The FinanceBench dataset is another use case specific benchmark that consists of longer documents, namely SEC 10k filings. In order to correctly answer the questions in the benchmark, the model needs a larger context length to capture relevant information from the corpus. This is likely the reason that, compared to other benchmarks, the recall for FinanceBench is low for small context sizes (Table 1). As a result, most models’ performance saturates at a longer context length than that of other datasets.
By averaging these RAG task results together, we derived the long context RAG performance table (found in the appendix section) and we also plotted the data as a line chart in Figure 1.
Figure 1 at the beginning of the blog shows the performance average across 4 datasets. We report the average scores in Table 2 in the Appendix.
As can be noticed from Figure 1:
- Increasing context size enables models to take advantage of additional retrieved documents: We can observe an increase of performance across all models from 2k to 4k context length, and the increase persists for many models up to 16~32k context length.
- However, for most models, there is a saturation point after which performance decreases, for example: 16k for gpt-4-turbo and claude-3-sonnet, 4k for mixtral-instruct and 8k for dbrx-instruct.
- Nonetheless, recent models, such as gpt-4o, claude-3.5-sonnet and gpt-4o-mini, have improved long context behavior that shows little to no performance deterioration as context length increases.
Together, a developer must be mindful in the selection of the number of documents to be included in the context. It is likely that the optimal choice depends on both the generation model and the task at hand.
LLMs Fail at Long Context RAG in Different Ways
Experiment 3: Failure analysis for long context LLMs
To assess the failure modes of generation models at longer context length, we analyzed samples from llama-3.1-405b-instruct, claude-3-sonnet, gpt-4, Mixtral-instruct and DBRX-instruct, which covers both a selection of SOTA open source and commercial models.
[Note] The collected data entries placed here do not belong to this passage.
PR #635, opened 2018-11-21
Add heading options to radio component

andysellick:
Adds the following options to the radio component:

- heading text (adds a legend that looks like a heading)
- is page heading (makes the heading into a H1)

With heading:

screen shot 2018-11-21 at 13 17 59

With heading as page heading:

screen shot 2018-11-21 at 13 18 05

---

Trello card: https://trello.com/c/8Z3BCpTU/79-let-radio-component-have-its-legend-as-the-page-heading-and-have-hint-text
Component guide for this PR:
https://govuk-publishing-compon-pr-635.herokuapp.com/component-guide/radio

### DIFF
--- a/app/views/govuk_publishing_components/components/_radio.html.erb
+++ b/app/views/govuk_publishing_components/components/_radio.html.erb
@@ -3,91 +3,109 @@
   items ||= []
 
   label ||= nil
+  heading ||= nil
+  is_page_heading ||= false
   hint ||= nil
   error_message ||= nil
   error_items ||= nil
+
   has_error = error_message || error_items&.any?
-  hint_id = "hint-#{SecureRandom.hex(4)}"
+  hint_id = "hint-#{SecureRandom.hex(4)}" if hint
   error_id = "error-#{SecureRandom.hex(4)}"
 
   form_group_css_classes = %w(govuk-form-group)
   form_group_css_classes << "govuk-form-group--error" if has_error
 
+  aria = "#{hint_id} #{"#{error_id}" if has_error}".strip if hint or has_error
+
   # check if any item is set as being conditional
   has_conditional = items.any? { |item| item.is_a?(Hash) && item[:conditional] }
 %>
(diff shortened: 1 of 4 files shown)


app/views/govuk_publishing_components/components/docs/radio.yml
```diff
@@ -57,6 +57,60 @@ examples:
...
+      name: "radio-group-heading"
+      heading: "Is it snowing?"
+      is_page_heading: true
+      hint: "Sleet or hail doesn’t count."
+      items:
+      - value: "yes"
+        text: "Yes"
+      - value: "no"
+        text: "No"
   with_hint_text:
```
tombye: Would be worth renaming this as something like `with_hint_text_on_radios` to match the form of `with_hint_on_form_group`

app/views/govuk_publishing_components/components/_radio.html.erb
```diff
@@ -3,91 +3,109 @@
...
 <%= content_tag :div, class: form_group_css_classes do %>
+  <%= tag.fieldset class: "govuk-fieldset", "aria-describedby": aria do %>
 
-  <% if hint %>
-    <%= render "govuk_publishing_components/components/hint", {
-      id: hint_id,
-      text: hint
-    } %>
-  <% end %>
+    <% if heading.present? %>
```
tombye: Bit pedantic but can the indenting match what it was? It seems to have gained two spaces which is making this diff confusing because blocks without changes are showing up as different.

andysellick: Yeah, appreciate that it's confusing. I had to add a fieldset element to wrap the radios so I think the indenting is correct, unless I've missed something? I think you can set the PR to ignore whitespace changes when reviewing changes?

tombye: Ah, yep, it's the fieldset that's doing it. Sorry, missed that. Ignore this comment.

Due to time constraints, we chose the NQ dataset for analysis since the performance decrease on NQ in Figure 3.1 is especially noticeable.
We extracted the answers for each model at different context lengths, manually inspected several samples, and – based on those observations – defined the following broad failure categories:
- repeated_content: when the LLM answer is completely (nonsensical) repeated words or characters.
- random_content: when the model produces an answer that is completely random, irrelevant to the content, or doesn't make logical or grammatical sense.
- fail_to_follow_instruction: when the model doesn't understand the intent of the instruction or fails to follow the instruction specified in the question. For example, when the instruction is about answering a question based on the given context while the model is trying to summarize the context.
- wrong_answer: when the model attempts to follow the instruction but the provided answer is wrong.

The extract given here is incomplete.